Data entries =
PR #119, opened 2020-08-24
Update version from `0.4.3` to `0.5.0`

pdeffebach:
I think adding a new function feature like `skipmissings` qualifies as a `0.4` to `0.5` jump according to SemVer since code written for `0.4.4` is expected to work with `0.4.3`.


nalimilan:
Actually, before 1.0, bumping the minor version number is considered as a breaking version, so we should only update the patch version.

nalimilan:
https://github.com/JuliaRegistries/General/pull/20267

---

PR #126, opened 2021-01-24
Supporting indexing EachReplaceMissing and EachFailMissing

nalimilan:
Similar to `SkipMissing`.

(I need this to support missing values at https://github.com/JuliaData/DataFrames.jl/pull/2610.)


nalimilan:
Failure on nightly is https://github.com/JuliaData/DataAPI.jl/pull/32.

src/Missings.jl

TASK BRIEF = Of the lines above, output exactly those from the line bearing "Update version from" through the line bearing "https://github.com/JuliaRegistries/General/pull/20267", inclusive.

EXPECTED ANSWER =
Update version from `0.4.3` to `0.5.0`

pdeffebach:
I think adding a new function feature like `skipmissings` qualifies as a `0.4` to `0.5` jump according to SemVer since code written for `0.4.4` is expected to work with `0.4.3`.


nalimilan:
Actually, before 1.0, bumping the minor version number is considered as a breaking version, so we should only update the patch version.

nalimilan:
https://github.com/JuliaRegistries/General/pull/20267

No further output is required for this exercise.